What to do:
Each line below must be set down exactly as it stands.

Given entries:
PR #2709, opened 2021-01-01
SYMBIAN: Global Main Menu called with asterisk.

fedor4ever:
SYMBIAN: call main menu by key asterisk.

Replace hotkeys for calling main menu by asterisk because that used long ago. Asterisk used to call main menu because it presen on phone keyboard. On devices with touchscreen symbian sdl backend provides screen keyboard with several layouts with that key.

### DIFF
--- a/backends/platform/symbian/src/SymbianOS.cpp
+++ b/backends/platform/symbian/src/SymbianOS.cpp
@@ -48,6 +48,9 @@
 #include "backends/saves/default/default-saves.h"
 #include "backends/mixer/symbiansdl/symbiansdl-mixer.h"
 
+#include "backends/keymapper/keymapper.h"
+#include "backends/keymapper/keymapper-defaults.h"
+
 #ifdef GUI_ENABLE_KEYSDIALOG
 #include "backends/platform/symbian/src/SymbianActions.h"
 #include "backends/events/symbiansdl/symbiansdl-events.h"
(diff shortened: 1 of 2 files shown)


ccawley2011:
A better way of doing this would be to override the `getKeymapperDefaultBindings` method in `OSystem_SDL_Symbian`, and setting the default binding there. The Android backend has an example of how to do this [here](https://github.com/scummvm/scummvm/blob/master/backends/platform/android/android.cpp#L494).

sev-:
Indeed. This PR needs to be reworked.

fedor4ever:
Ok
--
Отправлено из myMail для Android пятница, 01 января 2021г., 21:14 +03:00 от Eugene Sandulenko  notifications@github.com :

fedor4ever:
delay due compilation error

fedor4ever:
Is scummvm itself free KeymapperDefaultBindings object? If no why other ports doesnt free?

backends/platform/symbian/src/SymbianOS.cpp
```diff
@@ -210,6 +212,13 @@ RFs& OSystem_SDL_Symbian::FsSession() {
 	return *_RFs;
 }
 
+
+Common::KeymapperDefaultBindings *OSystem_SDL_Symbian::getKeymapperDefaultBindings(){
+	Common::KeymapperDefaultBindings *keymapperDefaultBindings = new Common::KeymapperDefaultBindings();
+	keymapperDefaultBindings->setDefaultBinding(Common::kGlobalKeymapName, "MENU", "ASTERISK");
+}
```
ccawley2011, line 219:
```suggestion
	keymapperDefaultBindings->setDefaultBinding(Common::kGlobalKeymapName, "MENU", "ASTERISK");
	return keymapperDefaultBindings;
}
```

sev-:
Thanks!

Output of the task:
PR #2709, opened 2021-01-01
SYMBIAN: Global Main Menu called with asterisk.

fedor4ever:
SYMBIAN: call main menu by key asterisk.

Replace hotkeys for calling main menu by asterisk because that used long ago. Asterisk used to call main menu because it presen on phone keyboard. On devices with touchscreen symbian sdl backend provides screen keyboard with several layouts with that key.

### DIFF
--- a/backends/platform/symbian/src/SymbianOS.cpp
+++ b/backends/platform/symbian/src/SymbianOS.cpp
@@ -48,6 +48,9 @@
 #include "backends/saves/default/default-saves.h"
 #include "backends/mixer/symbiansdl/symbiansdl-mixer.h"
 
+#include "backends/keymapper/keymapper.h"
+#include "backends/keymapper/keymapper-defaults.h"
+
 #ifdef GUI_ENABLE_KEYSDIALOG
 #include "backends/platform/symbian/src/SymbianActions.h"
 #include "backends/events/symbiansdl/symbiansdl-events.h"
(diff shortened: 1 of 2 files shown)


ccawley2011:
A better way of doing this would be to override the `getKeymapperDefaultBindings` method in `OSystem_SDL_Symbian`, and setting the default binding there. The Android backend has an example of how to do this [here](https://github.com/scummvm/scummvm/blob/master/backends/platform/android/android.cpp#L494).

sev-:
Indeed. This PR needs to be reworked.

fedor4ever:
Ok
--
Отправлено из myMail для Android пятница, 01 января 2021г., 21:14 +03:00 от Eugene Sandulenko  notifications@github.com :

fedor4ever:
delay due compilation error

fedor4ever:
Is scummvm itself free KeymapperDefaultBindings object? If no why other ports doesnt free?

backends/platform/symbian/src/SymbianOS.cpp
```diff
@@ -210,6 +212,13 @@ RFs& OSystem_SDL_Symbian::FsSession() {
 	return *_RFs;
 }
 
+
+Common::KeymapperDefaultBindings *OSystem_SDL_Symbian::getKeymapperDefaultBindings(){
+	Common::KeymapperDefaultBindings *keymapperDefaultBindings = new Common::KeymapperDefaultBindings();
+	keymapperDefaultBindings->setDefaultBinding(Common::kGlobalKeymapName, "MENU", "ASTERISK");
+}
```
ccawley2011, line 219:
```suggestion
	keymapperDefaultBindings->setDefaultBinding(Common::kGlobalKeymapName, "MENU", "ASTERISK");
	return keymapperDefaultBindings;
}
```

sev-:
Thanks!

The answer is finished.